Activity
Copy the lines exactly as they appear, starting with the first line of the records and ending with the line that contains "### LINKED ISSUE".

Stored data
PR #1090, opened 2026-01-20
fix: infinite render loop in media recorders by adding missing depend…

### LINKED ISSUE #1083: Bug: Performance Degradation: Infinite Render Loop in Media Recorders
A performance issue exists in the audio and video message recorder components where an infinite render loop is triggered due to incorrect usage of `useCallback` and `useEffect`.

The `handleMount` callback is recreated on every render, which causes a dependent `useEffect` to re-run continuously. This results in repeated async operations, excessive CPU usage, and severe performance degradation.

---

## Observed Behavior

* `handleMount` is defined using `useCallback` without a dependency array.
* Because of this, a new function reference is created on every render.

Task result
PR #1090, opened 2026-01-20
fix: infinite render loop in media recorders by adding missing depend…

### LINKED ISSUE #1083: Bug: Performance Degradation: Infinite Render Loop in Media Recorders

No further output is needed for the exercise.